Весной 1911 года в пещере на дальней окраине Киева, входившего в состав Российской империи, был найден труп мальчика: на теле оказалось около пятидесяти колотых ран. Мальчика опознали как Андрея Ющинского тринадцати лет. Четыре месяца спустя отряд полиции и жандармов среди ночи ворвался в дом Менделя Бейлиса, приказчика, работавшего на кирпичном заводе, которого обвинили в убийстве мальчика. Осенью 1913 года состоялся самый громкий судебный процесс того времени. Отчеты о процессе публиковались на первых страницах газет всего мира, так как Бейлиса обвиняли в ритуальном убийстве христианского ребенка.
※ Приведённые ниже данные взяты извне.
PR #14916, opened 2017-02-08
Remove -in-element and -with-dynamic-args

chadhietala:
This should be in Glimmer. This PR fixes this https://github.com/tildeio/glimmer/pull/406


rwjblue:
LGTM, will need to bump glimmer version before landing this...

Issue #14884, opened 2017-01-28
isEmpty returns false negative if tested object has a falsey 'size' attribute


ballPointPenguin:
Given an object foo
 {
  name: 'foo',
  size: 0
}

Ember.isEmpty(foo) will return True.
I expected it to return False.

This is causing weird issues for me when passing records to ember-selectize, because the records have an arbitrary 'size' attribute which default to the number 0.

ballPointPenguin:
FYI my "solution" is to rename all 'size' attributes on my models.
Not sure if anything else should be done here. Maybe documentation of de facto reserved attribute names would be helpful.

pixelhandler:
@ballPointPenguin yeah it does seem odd not to know that `size` is reserved and to have to rename, e.g. `xSize` instead of `size` to avoid the invalid output from checking `isEmpty` on a non-empty object.

quick repo of the issue: https://ember-twiddle.com/f139797bbf4c82c70438f12565869e14?openFiles=controllers.application.js%2C (check the console to see the output).

Looks like the implementation checks for `size` as a `Number`. See https://github.com/emberjs/ember.js/blob/v2.11.0/packages/ember-metal/lib/is_empty.js#L36-L38

Not sure yet, if this is a `Documentation` issue or a `Bug`. I'm curious to find out the reason that the implementation checks for a size property.

pixelhandler:
@locks do you think this is a Documentation issue? The docblock has no mention of checking for a `size` property that is a number And that `size: 0` means "Empty" but that does kind of make sense.

ballPointPenguin:
I think there is a valid use case for a model that happens to have an attribute called 'size', and this size happens to equal the number 0.

Unexpected things happen as a result. For example, ember-cli-selectize makes wrong assumptions https://github.com/miguelcobain/ember-cli-selectize/blob/e5d2f5831f00ea293dceb4a994abd275074735a4/addon/components/ember-selectize.js#L146

Still, I don't want to call it a bug, and I don't think `isEmpty` should change (who knows how many other things depend on its exact behavior?). I think including 'reserved attributes' or something like that in the docs might be helpful.

PR #14928, opened 2017-02-13
[BUGFIX release] Fixes `isEmpty` for non-Ember.Map object with size property

locks:
Fixes https://github.com/emberjs/ember.js/issues/14884
Relevant context: https://github.com/emberjs/ember.js/pull/9414

### DIFF
--- a/packages/ember-metal/lib/is_empty.js
+++ b/packages/ember-metal/lib/is_empty.js
@@ -1,5 +1,6 @@
 import { get } from './property_get';
 import isNone from './is_none';
+import EmberMap from './map';
 
 /**
   Verifies that a value is `null` or an empty string, empty array,
@@ -39,7 +40,7 @@ export default function isEmpty(obj) {
 
   let objectType = typeof obj;
 
-  if (objectType === 'object') {
+  if (objectType instanceof EmberMap) {
     let size = get(obj, 'size');
     if (typeof size === 'number') {
       return !size;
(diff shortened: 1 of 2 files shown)


packages/ember-metal/lib/is_empty.js
```diff
@@ -39,7 +40,7 @@ export default function isEmpty(obj) {
 
   let objectType = typeof obj;
 
-  if (objectType === 'object') {
+  if (objectType instanceof EmberMap) {
```
stefanpenner: not sure if this matters, but this would not work if 2 embers where present on the same page. As there would be two different `EmberMap` and the `isEmpty` of one, could not work with the other.

rwjblue: The fix for this, would be to add some property to `EmberMap` that we can check (e.g. `obj.isEmberMap` or `obj[SOME_PRIVATE_EMBER_MAP_SYMBOL_THINGY]` depending on how paranoid we want to be)...

locks: Sorry for letting this slide. What's the call here? Will investigate CI failure.

mixonic: @lock I think the private, non-enumerable symbol would be the correct path.

locks:
Close due to https://github.com/emberjs/rfcs/pull/237.

PR #14942, opened 2017-02-20
Fix ember-utils export ROOT and use it in ember-metal

fsmanuel:
Somehow `export ROOT` got missing but `ember-utils/index.js` exports it from `./super` [Code](https://github.com/emberjs/ember.js/blob/master/packages/ember-utils/lib/index.js#L25).
With the export in place we can use it in `ember-metal/mixin.js`

### DIFF
--- a/packages/ember-metal/lib/mixin.js
+++ b/packages/ember-metal/lib/mixin.js
@@ -11,6 +11,7 @@ import {
   guidFor,
   GUID_KEY,
   NAME_KEY,
+  ROOT,
   wrap,
   makeArray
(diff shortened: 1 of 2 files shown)


rwjblue:
What made you go looking into this? Was there a failure scenario or some other issue?

rwjblue:
Yep, totally makes sense! I was just curious if there was a failure condition, and if we should create a regression test for it. Seems like probably not since its not really a breakage for "normal" consumers, but it is definitely something that we should fix.

Thanks for working on it!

Представление, что иудеи ради своих дьявольских целей совершают ритуальные убийства христианских детей, чтобы добыть их кровь, зародилось в Западной Европе в XII–XIII веках. Кровавый навет оказался очень живучим: о нем то десятилетиями не вспоминали, то вдруг со скоростью эпидемии начинали распространяться новые слухи, как это было в конце XIX столетия в Центральной и Восточной Европе. Но никогда еще они не становились поводом к судебному разбирательству, как в случае с делом Бейлиса в Киеве, начатым при полной поддержке правительства.
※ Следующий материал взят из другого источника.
Issue #14909, opened 2017-02-07
Make Location A Public API


chadhietala:
It's a mistake that the interface to the location is a private API. Creating an issue so we don't forget. /cc @rwjblue.

rwjblue:
Confirm, the interface [discussed here](https://github.com/emberjs/ember.js/blob/3bd80eef4182a8d5eddbc24eb93382fdc41bd338/packages/ember-routing/lib/location/api.js#L105-L120) is definitely intended to be public.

Россия времен Николая II, где господствовали коррупция и упадок, была охвачена параноидальным страхом перед «властью евреев», о чем свидетельствуют около полутора тысяч различных законов и указов, ограничивавших территории, на которых могли селиться иудеи, число школ, куда они могли отдавать детей, и профессий, какими они имели право заниматься. В первые годы ХХ века во время страшных погромов черносотенцы убили и покалечили сотни евреев, и царские чиновники часто закрывали глаза на эти зверства. Примерно в то же время в России были сфабрикованы скандально известные «Протоколы сионских мудрецов», содержавшие якобы разработанный евреями секретный план по установлению мирового господства и получившие впоследствии распространение на Западе.
Впервые я услышал фамилию Бейлиса еще мальчиком от своей русско-еврейской бабушки, вспоминавшей за обеденным столом о дореволюционной России и о преследованиях евреев при царской власти. (Жалею теперь, что не записал ее рассказы.) Как-то после одной из таких историй она вдруг слегка покачала головой и с горькой усмешкой произнесла: «А Мендель Бейлис!» – и я понял, что за этим именем скрывается нечто очень значительное.
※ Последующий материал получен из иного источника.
Issue #14933, opened 2017-02-15
Setting checked property of input[type="checkbox"] after prevent default does not update the checkbox's checked state


smfoote:
[Ember Twiddle](https://ember-twiddle.com/5be44e8c89497b808b76293698193bda?openFiles=components.toggle-pill.js%2C)

I'm creating a component to wrap a checkbox, and I'm trying to follow the Data Down, Actions Up principle. The interface template interface for the component looks like:

```
{{toggle-pill checked=checked onToggle=(action "pillToggled")}}
```

The component stops (`preventDefault`, `stopPropagation`) click events on the input in order to avoid mutating the `checked` data internally (key events omitted for simplicity in the Twiddle), in order to allow the consumer to prevent the checkbox from checking or unchecking as they see fit (e.g. to wait for an AJAX call to complete before checking).

However, when the `pillToggled` event updates the `checked` property, the actual checkbox does not change state. In the Twiddle I am outputting the `checked` property as text, as well as setting `data-checked` on the input to show that the `checked` property is in fact changing.

Additionally, I have added a button external to the component, which also toggles the `checked` property through an action. Toggling the `checked` property through the button correctly updates the checked state of the checkbox.

Finally, I have observed that if the problematic call to set the `checked` property is wrapped in `Ember.run.later` (in application.js), the checkbox UI correctly updates. This is not a solution, but hopefully helpful in pinning down the source of the issue.

pixelhandler:
@smfoote Thanks for the detailed explanation and the twiddle example :)

This is not a bug in Ember, the input helpers were build back in a time when two way binding was a primary way of building with Ember. I'm pretty sure the input helpers are not components, I think that is why using `{{input}}` helper doesn't have a copy of the primitive boolean properly for `checked`. So it must be changed, preventing default blocks that change so the box never becomes checked.

The work around is to use a html `<input type="checkbox">` instead. See this example: https://ember-twiddle.com/d0c78546ca4c647dd06df8fb55b6dd87?openFiles=templates.components.toggle-pill.hbs%2C

I'll close this for now since there is a work around and the input template helpers are working as originally intended.

smfoote:
[...]

PR #14947, opened 2017-02-21
[BUGFIX beta] Fixes binding in input type=checkbox

tomasznapieralski:
This PR fixes bug described in #14933.

Demo that shows bug is [here](https://ember-twiddle.com/5a5574717bf6475c56170381f83ba029?openFiles=controllers.application.js%2C)

When input has bound `check` property it should be possible to check/uncheck checkbox by controlling this property, but right now it is not possible when checkbox is clicked, because this property is overwrote by jQuery value.


michaljach (approved):

stefanpenner:
From what I can tell, the issue is more that multiple `click` events are being fired, the `isSelected` toggles back and forth....

checkbox-fun

stefanpenner:
It appears this test passes without the above provided fix.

Много лет спустя, вспомнив бабушкино восклицание, я захотел побольше узнать об этом деле и был удивлен, обнаружив, что последняя книга о Бейлисе была написана почти полвека назад и что единственный основанный на первоисточниках отчет о событиях был опубликован в начале 1930‐х годов в Советском Союзе. Кроме того, выяснилось, что после распада СССР зарубежные ученые получили доступ к архивным документам, включая оригинальные материалы дела. Однако никто не стал углубляться в них, чтобы во всех деталях рассказать историю дела Бейлиса.
Вскоре я уже просматривал тысячи отснятых на микропленку документов, к которым позднее добавились еще сотни архивных, часто с грифом «совершенно секретно». Попытки восстановить события этой драмы, длившейся два с половиной года, привели меня в Киев, теперь столицу Украины. Я ходил по улицам города, повторяя путь Андрея Ющинского, в последний день своей жизни отправившегося на тайную встречу с лучшим другом. Сидя в главной библиотеке Киева и читая отлично сохранившиеся номера газет, я чувствовал, как оживали перед моими глазами события прошлого.